Allerdings will der Shader auch ohne die beiden Aufrufe nicht so recht. Ich finde die Sache mit den Arrays und der Übergabe des Codes ansich ein wenig bedenklich, vielleicht liegt da irgendwo der Fehler. Ich konnte leider bisher auch keine Beispiele dazu finden.


----------



## Evil-Devil (6. Jul 2009)

Ähm, du linkst deine Shader und löscht sie dann wieder...aber du sagst nirgends das du sie verwenden willst via glUseProgram.
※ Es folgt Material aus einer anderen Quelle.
PR #1819, opened 2018-11-10
[2.3.2.r1.4] Add rules to generate DTBO image

kholk:
This allows to generate a DTBO image from the kernel's Android.mk
for kernel inline building on AOSP: if called, it will by default
generate a dtbo image named "dtbo-arch.img" where "arch" is the
target architecture.
For example, on ARM64, the image will be named "dtbo-arm64.img".

It is possible to override the image name by setting the env
variable called "BOARD_DTBO_IMAGE_NAME" in your BoardConfig.mk:
this will generate a file named "dtbo-myname.img" in the out
folder.

Once image generation is done, it will be copied with the
standard name that the Android build system wants "dtbo.img"
directly into the out folder again.
This flexibility may be removed if in the future the build system
will change to add it by default.

This code is inspired to Christian (myself5) and Luca(luca020400)'s
kernel.mk changes for inline kernel building with dtbo.

----------------------------------------------------------------------------------------------
NOTE:
The DTBO build process is triggered ONLY when the environment variable "TARGET_NEEDS_DTBOIMAGE" is set to "true", to avoid breaking non-dtbo
devices.

### DIFF
--- a/Android.mk
+++ b/Android.mk
@@ -75,6 +75,14 @@ TARGET_PREBUILT_INT_KERNEL := $(KERNEL_OUT)/arch/$(KERNEL_ARCH)/boot/$(TARGET_PR
 KERNEL_DTB := $(KERNEL_OUT)/arch/$(KERNEL_ARCH)/boot/dts/qcom
 KERNEL_DTB_OUT := $(PRODUCT_OUT)/dtbs
 
+ifneq ($(BOARD_DTBO_IMAGE_NAME),)
+  TARGET_PREBUILT_INT_DTBO_NAME := $(BOARD_DTBO_IMAGE_NAME)
+else
+  TARGET_PREBUILT_INT_DTBO_NAME := dtbo-$(KERNEL_ARCH).img
+endif
+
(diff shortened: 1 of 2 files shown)


MartinX3:
Thank you very much, @kholk .

Sorry for my short question:
But is it possible to integrate the dtbo.img into the boot.img on a DTBO Device?
I heard that it is needed by "fastboot boot boot.img", which doesn't work on the tama device.
Or maybe @jerpelea knows it.

jerpelea:
this is not possible because you have 3 partitions that must match boot dtbo and vbmeta

MartinX3:
Even with
`fastboot --disable-verity --disable-verification flash vbmeta vbmeta.img`
?


Would it be possible in the future to use the AOSP kernel with the stock firmware?

kholk:
The Device Tree Overlay is being ... overlayed ... by the bootloader's ufdt, hence it's not possible to do what you want here.
I understand that the fastboot boot command is not working, but that's again bootloader-level stuff.

For more informations, you may definitely want to read the DTO implementation guides at Google:
https://source.android.com/devices/architecture/dto

oshmoun:
~not working here for some reason
`make[1]: *** No rule to make target 'dtbo.img'.  Stop.`~
nevermind, mea culpa

PR #1822, opened 2018-11-11
clk: qcom: hfpll: initialize spinlock before using

oshmoun:
Add a simple init function to initialize spinlock before being utilized in other functions.
How this ever worked is unclear...


kholk:
MERGEME

PR #1827, opened 2018-11-17
[2.3.2.r1.4] fs: sdfat: Register sdFAT filesystem as exFAT

danielgusvt:
Since Android 9 there is native vold support for the exfat
driver [1], which expects the "exfat" driver name instead
of sdfat, so in order to avoid patching the vold source code,
and to respect the AOSP decisions [2], let's register this
filesystem as "exfat".

Signed-off-by: Daniel Vasquez <danielgusvt@yahoo.com>

### DIFF
--- a/fs/sdfat/sdfat.c
+++ b/fs/sdfat/sdfat.c
@@ -4969,7 +4969,7 @@ static void sdfat_debug_kill_sb(struct super_block *sb)
 
 static struct file_system_type sdfat_fs_type = {
 	.owner       = THIS_MODULE,
-	.name        = "sdfat",
+	.name        = "exfat",
 	.mount       = sdfat_fs_mount,
 #ifdef CONFIG_SDFAT_DBG_IOCTL
 	.kill_sb    = sdfat_debug_kill_sb,


danielgusvt:
Ping @oshmoun

kholk:
This is totally wrong.

There is no filesystem called "sdfat" and at this point we can just call it "exfat" instead, without any additional BS configuration option.

jerpelea:
i agree 
we should just use extfat and fix 8.1 patches

kholk:
I'm fine with the new patch.

MERGEME

artem:
@kholk Should this line remain untouched? https://github.com/sonyxperiadev/kernel/pull/1827/commits/50d0e9c544d8344a97c8a9bdde152577973e2f57#diff-b50736185d4342221a46e926ced06401L4991

kholk:
That's fine, that name is used only for debugging paths.
Since the driver name effectively is sdfat, even if this driver named "sdfat" is registering a FS named "exfat" we can leave it as it is.

I personally don't care about that.

PR #1839, opened 2018-12-04
[2.3.2.r1.4] MSM8998 - SDE Enablement

kholk:
This enables MSM8998 to work on the SDE driver with the right QSEED3 configuration,
Display QoS, HDR CSC, Destination Scaler and SDE Rotator.

Tested on SoMC Lilac RoW.


oshmoun:
no issues noticed on tama

PR #1845, opened 2018-12-07
[2.3.2.r1.4] power: supply: qpnp-smbcharger: save irq numbers

aolexiy:
The smbchg_request_irq doesn't save the interrupt number breaking all
the IRQ control logic with in the rest of the module. Change irq_num
argument to a pointer type to fix the issue.


aolexiy:
This fixes at least wakeup issue with suzu@loire when device doesn't wake up from deep sleep when USB cable is inserted.

@jerpelea, @kholk - please have a look

kholk:
Let's say that it's not the best solution.... But it works, so.... Thanks!

Merge!

PR #1846, opened 2018-12-08
[1/2] input: misc: fpc1145: Add poll interface for IO multiplexing in fp HAL

MarijnS95:
This poll interface allows the HAL to multiplex on the fingerprint device and other event sources simultaneously, instead of calling the ioctl that wakes up every .5 seconds to check other events (such as cancellation). See commit descriptions for further details.

Tested on Suzu, android 9.0 and k4.9.
Partially tested on Tama, also android 9.0 and k4.9.
Build-tested in an Android 8.1 tree with k4.9 and k4.4 (the latter which requires commit 9b25a132cc021 except the addition of `#include <linux/pm_wakeup.h>`: https://github.com/sonyxperiadev/kernel/pull/1847).

This needs futher testing on all other platforms before merging!
- [x] Loire
- [x] Tone
- [x] Yoshino
- [x] Nile
- [ ] Tama

### DIFF
--- a/drivers/input/misc/fpc1145_platform.c
+++ b/drivers/input/misc/fpc1145_platform.c
@@ -50,6 +50,7 @@
 #include <linux/pm_wakeup.h>
 #include <linux/regulator/consumer.h>
 #include <linux/platform_device.h>
+#include <linux/poll.h>
 
 #define FPC1145_RESET_LOW_US 1000
 #define FPC1145_RESET_HIGH1_US 100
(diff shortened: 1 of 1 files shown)


jerpelea:
Tested devices:
suzu
dora
maple
pioner
tama FPC is WIP

kholk:
This is great. I love it.

Only one strong suggestion! 
For the sake of implementation completeness, can you also add an IOC R AWAKE, too?
That'd give to the userspace the current status of the wakeup schedule (yes/no) by returning the result of function device_may_wakeup(dev).

PR #1855, opened 2018-12-14
power: reset: msm-poweroff: set a restart reason when probing

oshmoun:
If a device using an S1 bootloader crashes due to a hardware failure, then the restart reason does not get set by the kernel.
For some devices, the default in this case is to throw a verification failure, which is not quite accurate as the hardware failure is not related to verity and other verification methods. After the message is shown, the device is shut down.
To achieve some robustness, set a restart reason at probe time that ensures the bootloader will not show a misleading error message and will instead reboot the device.

Change-Id: Id7507bb29fee1ff23584801d95f3e07402a5fe29


kholk:
I've requested this change a lot of time ago.
Finally.

MERGE!!!

PR #1857, opened 2018-12-17
[1/2] Rewrite et510 driver

MarijnS95:
This is a rewrite of the ET510 driver based on the FPC1145 driver. The original driver contains lots of commented out and unused code, and does not deal with power management. The FPC driver on the other hand is well-maintained and has gotten some neat features over time.

All the code is intentionally duplicated for future robustness. Some things (such as SODP's custom `/dev/fingerprint` interface) could have been abstracted away to separate files; let me know if this is desired.

Furthermore, there are some cleanups and formattings in the FPC driver (in separate commits of course).

TODO:
- [x] Test on Nile devices with FPC sensors
- [x] Quick test on other platforms, to make sure nothing breaks (tested on Loire/Suzu already)
- [ ] Figure out timings for (power-on) reset. Those from FPC seem to work fine, but are 2 (!!) orders of magnitude smaller than those from the original Egistec driver.
- [x] Egistec sets the regulator to 3.3v whereas FPC uses 1.8v. 1.8v works fine on Egistec, no stability issues or anything.
- [ ] The ioctl on the miscdev is far from ideal as it relies on both drivers to implement and expose it. Find a better solution: check which driver is loaded, or expose the hardware as a separate interface how Stock CEI does it?


jerpelea:
@kholk

jerpelea:
please remove formating changes

PR #1862, opened 2018-12-22
[2.3.2.r1] [SPECTRA-CAM] Bring in line with LA.UM.7.3 05900

kholk:
Update the LE.UM.2.3.2.r1.4 camera to be in line with LA.UM.7.3-05900-sdm845.0.

Tested on SoMC Tama Akatsuki.


kholk:
P.S.: Even if it is working (for some unknown reason) on my device, and actually even showing better performance, it's not working on @oshmoun 's Tama Apollo.
This probably requires blobs to be recompiled.

kholk:
Offending commit:
6c36a40ed550e7366acfa2cc93a56c3f35eb3ddf
"
    Register Actuator with CRM as real time device.
    Correct request ID for actuator manual lens move command
    for the lens to move in sync with request ID with frame
    delay of 1.
"

Does this need support in userspace?

EDIT:
The commit has been reverted to allow this update to work with the current blobs.

kholk:
@sraase This PR should be totally interesting to you.
Can you please validate?

Thanks!

oshmoun:
the commit can probably be added again, no changes noticed

kholk:
I agree, but that one makes a lot of spam in dmesg and maybe it requires some sort of userspace support.

For now let's keep it reverted, if/until Sebastian says otherwise.

sraase:
Sorry for not replying earlier, but I was on vacation.
I'll try to take a look this week.

kholk:
Sure, no problem :D

sraase:
As far as I can tell, the actuator works in both cases. Keeping it reverted seems the better option for now. Maybe this will be required in the future, but I don't know. Userspace shouldn't matter in this case, since it is mostly descriptive rather than code.

kholk:
Well, from our previous experience, we know that sometimes the smallest change in the camera drivers can break things unexpectedly... And that's why I wanted you to take a look :D

Anyway, if you approve on your side, I think that the pr can be merged at this point.

PR #1867, opened 2019-01-10
[2.3.2.r1.4] Sound techpack updates and stabilization

kholk:


kholk:
Added fix for SoMC Nile audio crash.

MERGEME.

kholk:
Also added SoMC Nile MBHC fix for headphones detection.

PR #2111, opened 2019-11-28
[7.1.r1] Linux 5.4 ExFAT driver 

kholk:
This patchset integrates the ExFAT driver in our 4.14 kernel.

The ExFAT driver itself is not backported, but instead I've backported the
new i_version API from 5.4 to avoid touching the ExFAT driver itself.
FS drivers such as EXT4, FAT, NFS, EXT2, ecryptfs and Android sdcardfs
were forwardported to this new API instead.


artem:
Why couldn't we continue using SdFAT? Driver from mainline is based on an ancient source drop from Samsung and is admittedly more buggy and slower. I would even suggest to use https://github.com/arter97/exfat-linux because @arter97 has done a nice work to improve overall shape of the driver (removing dead code and backporting patches intended for currently staging driver)

kholk:
That was my initial intention. Then, people asked for it.

I've decided to use this and make them happy because, at the end of the day, this driver works, gets free maintenance from upstream and... Well... I tried it before calling it a day... It's not bad. Perhaps slower, for now, but things are going to change in one month, exactly, and then again after another month and another, and another, and...... :)))

arter97:
Maybe you should consider the fact that this thing is still in staging. There are real critical fixes made to sdFAT over exFAT 1.x, few of them include panic and corruption fixes.

Samsung will upstream sdFAT sooner than later, it's just unfortunate to see mainline merging exFAT 1.x without any prior notice to Samsung for any help.

arter97:
A totally new exFAT base will soon go upstream and the existing exFAT will be removed:
https://lkml.org/lkml/2019/11/13/116
(Already got fs maintainer's nod of approval: https://lkml.org/lkml/2019/11/13/738 )

I can personally guarantee you that this will bring you more maintenance headache.

arter97:
@kholk

kholk:
Whenever that implementation lands on an upstream release the driver will also be updated here.

Stuff being sent to the mailing list means nothing. It's just stuff floating around.

PR #2115, opened 2019-11-30
[7.1.r1] [ URGENT] Android.mk: TARGET_KERNEL_MODULES is no longer supported

kholk:
This is no longer supported in AOSP and the build will error out if
we define it.

The kernel modules are compiled and installed in a different way now.

### DIFF
--- a/Android.mk
+++ b/Android.mk
@@ -152,10 +152,6 @@ else
 endif
 endif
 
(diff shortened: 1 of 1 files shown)


kholk:
Then it fails elsewhere... so don't bother.... let's wait for Felix...

PR #2117, opened 2019-12-03
[LA.UM.7.1.r1] gpu: drm: panel_color_manager: SDE_CP_CRTC_DSPP_PCC is atomically set.

MarijnS95:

Hab mal ein wenig bei Google geschaut und diesen Link gefunden. Ich denke der wird dir weiterhelfen können.
GLSL Shaders - Introduction


----------



## EgonOlsen (6. Jul 2009)

Evil-Devil hat gesagt.:


> Ähm, du linkst deine Shader und löscht sie dann wieder...aber du sagst nirgends das du sie verwenden willst via glUseProgram.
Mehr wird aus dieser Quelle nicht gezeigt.